**What needs to be done:**
Print exactly what the entries say, line by line, from the first line down to the one with "This is a temporary", inclusive.

Start of Data for the task

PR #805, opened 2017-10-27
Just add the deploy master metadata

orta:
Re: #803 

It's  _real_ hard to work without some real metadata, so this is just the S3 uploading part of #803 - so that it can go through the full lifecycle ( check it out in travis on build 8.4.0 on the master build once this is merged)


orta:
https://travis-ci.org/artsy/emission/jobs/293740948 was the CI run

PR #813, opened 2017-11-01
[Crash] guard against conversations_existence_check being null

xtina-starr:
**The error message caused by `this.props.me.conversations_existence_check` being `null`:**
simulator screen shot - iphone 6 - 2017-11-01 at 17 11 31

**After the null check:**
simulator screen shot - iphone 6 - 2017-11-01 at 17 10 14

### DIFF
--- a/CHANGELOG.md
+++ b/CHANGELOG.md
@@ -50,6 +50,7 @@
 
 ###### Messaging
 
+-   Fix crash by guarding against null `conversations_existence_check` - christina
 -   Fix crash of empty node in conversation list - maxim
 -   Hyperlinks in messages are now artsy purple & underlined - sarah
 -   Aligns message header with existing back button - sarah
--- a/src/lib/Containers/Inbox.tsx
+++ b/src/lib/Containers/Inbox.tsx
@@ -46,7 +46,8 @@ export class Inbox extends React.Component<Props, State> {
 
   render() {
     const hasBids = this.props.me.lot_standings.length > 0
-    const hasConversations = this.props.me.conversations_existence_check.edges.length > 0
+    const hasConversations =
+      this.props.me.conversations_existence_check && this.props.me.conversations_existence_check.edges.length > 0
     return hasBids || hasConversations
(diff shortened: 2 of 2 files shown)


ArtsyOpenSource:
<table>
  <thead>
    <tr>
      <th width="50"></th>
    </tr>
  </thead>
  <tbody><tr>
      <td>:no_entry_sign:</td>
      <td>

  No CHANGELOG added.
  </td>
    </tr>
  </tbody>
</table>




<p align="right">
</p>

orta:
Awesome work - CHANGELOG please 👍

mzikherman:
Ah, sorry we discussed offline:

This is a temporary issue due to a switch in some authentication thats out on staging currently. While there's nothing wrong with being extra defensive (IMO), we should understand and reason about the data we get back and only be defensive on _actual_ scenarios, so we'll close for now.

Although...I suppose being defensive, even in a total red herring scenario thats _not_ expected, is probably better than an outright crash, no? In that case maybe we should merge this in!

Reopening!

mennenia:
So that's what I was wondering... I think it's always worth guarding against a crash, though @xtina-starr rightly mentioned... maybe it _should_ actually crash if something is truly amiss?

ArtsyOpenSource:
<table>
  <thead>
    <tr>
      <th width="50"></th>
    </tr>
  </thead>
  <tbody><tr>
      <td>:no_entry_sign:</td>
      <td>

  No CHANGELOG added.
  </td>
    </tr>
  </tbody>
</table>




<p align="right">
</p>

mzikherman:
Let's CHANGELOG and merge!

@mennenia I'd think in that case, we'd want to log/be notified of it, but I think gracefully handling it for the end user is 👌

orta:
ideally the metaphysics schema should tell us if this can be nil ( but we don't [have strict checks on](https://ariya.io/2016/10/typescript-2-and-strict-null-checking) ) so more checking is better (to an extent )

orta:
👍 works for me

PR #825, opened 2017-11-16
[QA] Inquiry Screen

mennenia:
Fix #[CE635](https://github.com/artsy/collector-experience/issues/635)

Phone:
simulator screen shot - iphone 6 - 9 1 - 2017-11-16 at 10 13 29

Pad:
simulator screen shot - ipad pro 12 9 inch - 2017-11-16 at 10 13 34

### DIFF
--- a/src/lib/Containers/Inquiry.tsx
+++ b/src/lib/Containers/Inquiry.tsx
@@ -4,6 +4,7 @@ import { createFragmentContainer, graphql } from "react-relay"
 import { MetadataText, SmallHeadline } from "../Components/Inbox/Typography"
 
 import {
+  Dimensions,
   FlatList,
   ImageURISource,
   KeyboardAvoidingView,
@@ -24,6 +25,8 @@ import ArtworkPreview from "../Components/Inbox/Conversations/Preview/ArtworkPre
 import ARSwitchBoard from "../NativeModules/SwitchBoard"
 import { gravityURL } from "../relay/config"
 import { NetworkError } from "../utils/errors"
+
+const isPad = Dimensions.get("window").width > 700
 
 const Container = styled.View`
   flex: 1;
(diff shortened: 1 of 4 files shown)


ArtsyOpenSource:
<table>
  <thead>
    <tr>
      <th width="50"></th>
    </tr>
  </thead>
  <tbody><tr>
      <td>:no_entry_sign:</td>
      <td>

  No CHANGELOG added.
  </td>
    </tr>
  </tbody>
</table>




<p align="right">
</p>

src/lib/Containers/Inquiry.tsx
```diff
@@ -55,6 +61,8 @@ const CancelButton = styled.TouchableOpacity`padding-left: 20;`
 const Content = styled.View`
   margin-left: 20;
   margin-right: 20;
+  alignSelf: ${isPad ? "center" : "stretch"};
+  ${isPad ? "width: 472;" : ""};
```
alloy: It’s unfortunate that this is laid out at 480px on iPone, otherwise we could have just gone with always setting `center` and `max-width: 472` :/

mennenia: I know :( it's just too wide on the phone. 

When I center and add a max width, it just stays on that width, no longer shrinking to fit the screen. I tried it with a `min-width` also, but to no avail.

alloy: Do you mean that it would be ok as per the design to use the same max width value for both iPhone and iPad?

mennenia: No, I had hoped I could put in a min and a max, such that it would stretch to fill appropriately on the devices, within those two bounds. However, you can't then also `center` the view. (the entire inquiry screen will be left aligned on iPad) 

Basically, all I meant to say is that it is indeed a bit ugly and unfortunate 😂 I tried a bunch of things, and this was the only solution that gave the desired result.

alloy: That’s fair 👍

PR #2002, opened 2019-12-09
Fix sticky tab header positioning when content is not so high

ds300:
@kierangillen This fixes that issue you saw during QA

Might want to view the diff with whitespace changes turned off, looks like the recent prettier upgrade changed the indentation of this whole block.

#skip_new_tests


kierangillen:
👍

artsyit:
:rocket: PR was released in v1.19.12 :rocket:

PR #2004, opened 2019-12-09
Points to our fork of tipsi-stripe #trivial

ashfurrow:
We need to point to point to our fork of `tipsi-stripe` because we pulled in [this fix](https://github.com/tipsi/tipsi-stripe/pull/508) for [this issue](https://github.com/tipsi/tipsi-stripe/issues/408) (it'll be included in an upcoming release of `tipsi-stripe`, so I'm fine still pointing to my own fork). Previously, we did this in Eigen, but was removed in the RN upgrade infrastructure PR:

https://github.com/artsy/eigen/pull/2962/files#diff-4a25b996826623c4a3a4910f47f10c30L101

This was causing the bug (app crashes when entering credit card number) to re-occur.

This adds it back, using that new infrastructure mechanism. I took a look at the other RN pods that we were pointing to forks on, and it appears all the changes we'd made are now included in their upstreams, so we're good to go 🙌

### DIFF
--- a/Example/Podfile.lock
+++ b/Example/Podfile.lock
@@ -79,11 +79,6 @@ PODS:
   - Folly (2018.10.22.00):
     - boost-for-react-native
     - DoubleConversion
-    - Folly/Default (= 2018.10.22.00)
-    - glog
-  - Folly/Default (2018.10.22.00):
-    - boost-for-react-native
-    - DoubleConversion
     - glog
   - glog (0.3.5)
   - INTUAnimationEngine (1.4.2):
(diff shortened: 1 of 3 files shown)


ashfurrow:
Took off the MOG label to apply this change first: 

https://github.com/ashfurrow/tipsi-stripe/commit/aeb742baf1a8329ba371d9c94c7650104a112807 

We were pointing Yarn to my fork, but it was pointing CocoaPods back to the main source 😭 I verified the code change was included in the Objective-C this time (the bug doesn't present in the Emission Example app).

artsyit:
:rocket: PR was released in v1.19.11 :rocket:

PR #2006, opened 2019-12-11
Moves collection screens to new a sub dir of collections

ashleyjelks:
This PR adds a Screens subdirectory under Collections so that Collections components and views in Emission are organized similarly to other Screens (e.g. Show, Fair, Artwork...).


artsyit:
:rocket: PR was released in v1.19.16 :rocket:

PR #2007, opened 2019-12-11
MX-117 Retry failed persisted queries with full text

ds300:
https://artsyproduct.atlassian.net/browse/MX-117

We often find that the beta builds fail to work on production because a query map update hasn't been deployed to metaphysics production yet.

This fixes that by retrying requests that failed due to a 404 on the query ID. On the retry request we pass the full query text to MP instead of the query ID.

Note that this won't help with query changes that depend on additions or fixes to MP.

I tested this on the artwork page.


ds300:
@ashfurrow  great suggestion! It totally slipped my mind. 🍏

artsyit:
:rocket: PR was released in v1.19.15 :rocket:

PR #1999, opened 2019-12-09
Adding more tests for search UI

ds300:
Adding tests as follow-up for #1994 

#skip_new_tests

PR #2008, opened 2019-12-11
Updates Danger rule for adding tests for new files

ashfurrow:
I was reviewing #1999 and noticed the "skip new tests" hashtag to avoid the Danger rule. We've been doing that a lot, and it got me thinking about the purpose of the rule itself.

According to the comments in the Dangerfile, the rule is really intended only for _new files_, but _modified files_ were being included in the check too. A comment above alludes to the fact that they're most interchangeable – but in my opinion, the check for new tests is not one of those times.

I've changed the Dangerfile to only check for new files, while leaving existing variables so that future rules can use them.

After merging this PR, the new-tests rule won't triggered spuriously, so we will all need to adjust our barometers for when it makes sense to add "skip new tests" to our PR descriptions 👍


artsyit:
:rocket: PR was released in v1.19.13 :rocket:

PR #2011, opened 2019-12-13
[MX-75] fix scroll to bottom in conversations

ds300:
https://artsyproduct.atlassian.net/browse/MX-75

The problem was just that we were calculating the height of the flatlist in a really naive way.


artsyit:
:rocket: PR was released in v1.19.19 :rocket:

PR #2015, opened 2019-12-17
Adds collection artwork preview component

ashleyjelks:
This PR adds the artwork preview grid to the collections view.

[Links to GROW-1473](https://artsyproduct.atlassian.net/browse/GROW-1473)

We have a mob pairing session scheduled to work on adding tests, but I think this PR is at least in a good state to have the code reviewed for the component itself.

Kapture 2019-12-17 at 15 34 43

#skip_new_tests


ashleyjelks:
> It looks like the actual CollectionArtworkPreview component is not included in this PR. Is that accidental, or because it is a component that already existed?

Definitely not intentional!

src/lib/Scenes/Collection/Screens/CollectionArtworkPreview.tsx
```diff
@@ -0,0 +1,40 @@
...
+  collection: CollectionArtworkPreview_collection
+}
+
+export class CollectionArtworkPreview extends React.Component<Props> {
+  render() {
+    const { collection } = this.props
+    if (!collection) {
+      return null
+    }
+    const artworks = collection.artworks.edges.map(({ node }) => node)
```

End of Data for the task

**Expected answer:**
PR #805, opened 2017-10-27
Just add the deploy master metadata

orta:
Re: #803 

It's  _real_ hard to work without some real metadata, so this is just the S3 uploading part of #803 - so that it can go through the full lifecycle ( check it out in travis on build 8.4.0 on the master build once this is merged)


orta:
https://travis-ci.org/artsy/emission/jobs/293740948 was the CI run

PR #813, opened 2017-11-01
[Crash] guard against conversations_existence_check being null

xtina-starr:
**The error message caused by `this.props.me.conversations_existence_check` being `null`:**
simulator screen shot - iphone 6 - 2017-11-01 at 17 11 31

**After the null check:**
simulator screen shot - iphone 6 - 2017-11-01 at 17 10 14

### DIFF
--- a/CHANGELOG.md
+++ b/CHANGELOG.md
@@ -50,6 +50,7 @@
 
 ###### Messaging
 
+-   Fix crash by guarding against null `conversations_existence_check` - christina
 -   Fix crash of empty node in conversation list - maxim
 -   Hyperlinks in messages are now artsy purple & underlined - sarah
 -   Aligns message header with existing back button - sarah
--- a/src/lib/Containers/Inbox.tsx
+++ b/src/lib/Containers/Inbox.tsx
@@ -46,7 +46,8 @@ export class Inbox extends React.Component<Props, State> {
 
   render() {
     const hasBids = this.props.me.lot_standings.length > 0
-    const hasConversations = this.props.me.conversations_existence_check.edges.length > 0
+    const hasConversations =
+      this.props.me.conversations_existence_check && this.props.me.conversations_existence_check.edges.length > 0
     return hasBids || hasConversations
(diff shortened: 2 of 2 files shown)


ArtsyOpenSource:
<table>
  <thead>
    <tr>
      <th width="50"></th>
    </tr>
  </thead>
  <tbody><tr>
      <td>:no_entry_sign:</td>
      <td>

  No CHANGELOG added.
  </td>
    </tr>
  </tbody>
</table>




<p align="right">
</p>

orta:
Awesome work - CHANGELOG please 👍

mzikherman:
Ah, sorry we discussed offline:

This is a temporary issue due to a switch in some authentication thats out on staging currently. While there's nothing wrong with being extra defensive (IMO), we should understand and reason about the data we get back and only be defensive on _actual_ scenarios, so we'll close for now.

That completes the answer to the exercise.